Еще недавно на корабле был в разгаре ремонт. Сверла с яростным жужжанием вгрызались в металл, на палубе гремели железные листы, сновали матросы и рабочие. Теперь все вымерло. Лишь густой хвост грязновато-серого дыма медленно тянулся в небо. Человек посторонний не догадался бы, откуда берется этот дым, но часовой знал, что там, по другую сторону крейсера, стоит старая калоша с промасленной и черной от угля палубой пароход-отопитель. Его подогнали к "Авроре" на время ремонта.
Вымер и Франко-русский завод. Его трубы, простертые в низкое зимнее небо, не дымили третий день. Не дышат. Баста!
Из заводских ворот с самого утра не вышел ни один рабочий. Часовой, притопывая на морозе, иногда поглядывал на высокие и массивные ворота, у которых появились солдаты в серых папахах. Пока с ними был офицер, они чинно стояли на своем посту. Но офицеру, очевидно, надоело мерзнуть, и он удалился под крышу. Солдаты сбились в кучу, о чем-то оживленно переговариваясь.
Время тянулось и тянулось. Солдаты уже побелели от снега.
Час или два назад по трапу прошел мичман Поленов. Он возвращался из города. Мичман шел торопливо, погруженный в свои мысли, оставляя на трапе отчетливую цепочку тяжелых шагов. Следы постепенно завьюжило, сгладило. Сколько же прошло времени?
Морозные крупинки по-прежнему плясали перед глазами, ноги словно ступали по скрипучему, битому стеклу. И вдруг томительное однообразие разорвал лязг железных задвижек: заколыхались высокие ворота, пропуская взвод солдат. Офицер что-то быстро и запальчиво прокричал им. От взвода отделились человек десять. Впереди, придерживая шашку, побежал фельдфебель, за ним - солдаты, и через несколько мгновений исчезли в снежной кутерьме, взвихренной порывом ветра.
В кают-компании мичман Поленов отхлебывал круто заваренный чай и рассказывал офицерам о событиях в Петрограде. Улицы запружены народом. Ни проехать, ни пройти. Хоть на аэростате подымайся.

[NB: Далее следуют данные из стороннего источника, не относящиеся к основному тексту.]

PR #1661, opened 2021-12-03
fix(dmsquash-live): overlayfs on a block device root

LaszloGombos:
An example kernel command line option for this configuration
root=/dev/sda1 ro rd.live.image rd.live.overlay.overlayfs=1

The change checks if $FSIMG is empty and adds a symlink from
/run/rootfsbase to /run/initramfs/live and changes the place
of the creation of the required mount point directories.

This pull request changes...

## Checklist

Fixes #

### DIFF
--- a/modules.d/90dmsquash-live/dmsquash-live-root.sh
+++ b/modules.d/90dmsquash-live/dmsquash-live-root.sh
@@ -210,8 +210,6 @@ do_live_overlay() {
             fi
         fi
         if [ -n "$overlayfs" ]; then
-            mkdir -m 0755 -p /run/overlayfs
-            mkdir -m 0755 -p /run/ovlwork
             if [ -n "$readonly_overlay" ] && ! [ -h /run/overlayfs-r ]; then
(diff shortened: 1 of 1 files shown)


Conan-Kudo:
@LaszloGombos What do you want to do this for? It'd be nice to have some rationale in the commit message for this change.

LaszloGombos:
> @LaszloGombos What do you want to do this for? It'd be nice to have some rationale in the commit message for this change.

Thanks for the follow-up.

After further investigation, I do not believe this is a new feature. I do personally run this configuration and noticed the regression when I disabled dracut-systemd module (which is optional for the dmsquash-live module). 

I believe this option has been supported for quite some time with dracut-systemd module enabled. Re-reading the dracut documentation I did not found any reason to believe this particular use would be an unsupported configuration.

This PR's goal is to bring the functionality on par between when  dracut-systemd is enabled and when it is not enabled.

johannbg (approved):
LGTM

Conan-Kudo (approved):

PR #1663, opened 2021-12-06
fix(cpio): write zeros instead of seek for padding and alignment

ddiss:
This is a workaround for GRUB2's Btrfs implementation, which doesn't
correctly handle gaps between extents.

A fix has already been proposed upstream via
https://lists.gnu.org/archive/html/grub-devel/2021-10/msg00206.html

Given that this bug is severe, it makes sense to include this minimal
workaround.

Signed-off-by: David Disseldorp <ddiss@suse.de>

## Checklist

## Fixes

https://bugzilla.opensuse.org/show_bug.cgi?id=1190982


johannbg (approved):
LGTM

Conan-Kudo (approved):
Gross, but makes sense sadly.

Чеслав Федорович Малышевич, инженер-механик, человек невозмутимый, равнодушный к политике, всецело отдавшийся ремонту крейсера, удивлялся: "А чего народ желает?"

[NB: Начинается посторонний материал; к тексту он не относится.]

PR #1665, opened 2021-12-08
fix(network-manager): skip non-directories in /sys/class/net

### LINKED ISSUE #1604: nm-run.sh: /sys/class/net/bonding_masters/ifindex: Not a directory
Hi,

When trying to set up a network bond using dracut in RHEL8.4, I see the (harmless) error:

> dracut-initqueue: cat: /sys/class/net/bonding_masters/ifindex: Not a directory

By inspection, it looks like this will still happen with the latest version of dracut.
I think the following change would improve this:

```
--- a/modules.d/35network-manager/nm-run.sh
+++ b/modules.d/35network-manager/nm-run.sh
@@ -60,6 +60,7 @@ dhcpopts_create() {
 }
 
 for _i in /sys/class/net/*; do
+    [ -d "$_i" ] || continue
     state="/run/NetworkManager/devices/$(cat "$_i"/ifindex)"
     grep -q '^connection-uuid=' "$state" 2> /dev/null || continue
     ifname="${_i##*/}"
```

Thanks!

glennmorris:
There can be files in this directory, eg "bonding_masters" if a
network bond is in use.

Fixes #1604

### DIFF
--- a/modules.d/35network-manager/nm-run.sh
+++ b/modules.d/35network-manager/nm-run.sh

Винтер, старший артиллерист, пытался выяснить, что видел мичман Поленов, что слышал.
Поленов рассказал: дома у них воду запасают - ванна полная. По телефону непрерывно звонки от знакомых: "Что нового?" Все чего-то ждут. Слухи - только рот открывай пошире: войска вызваны, градоначальник полицию пулеметами вооружает. На Невском, где всегда праздная публика жуировала, сейчас рабочая масса затопила проспект, как в половодье. И гул несется: "Леба-а-а, леба-а-а". Хлеба требуют. Голод людей вывел на улицы.
Гардемарин Соколов со строгим, суженным к подбородку лицом если высказывался, то неизменно касался самой сути событий:
- Шутка ли, миллионы мужчин в окопах. Крестьянин в поле не пашет... Вот и остались без хлеба. Довоевались! Разве вы не видели, господа, что весь Питер очередями опоясан? А сколько хлебных лавок, как штормом, смыло? Разнесли их в щепки, в пух и прах. Голод не тетка!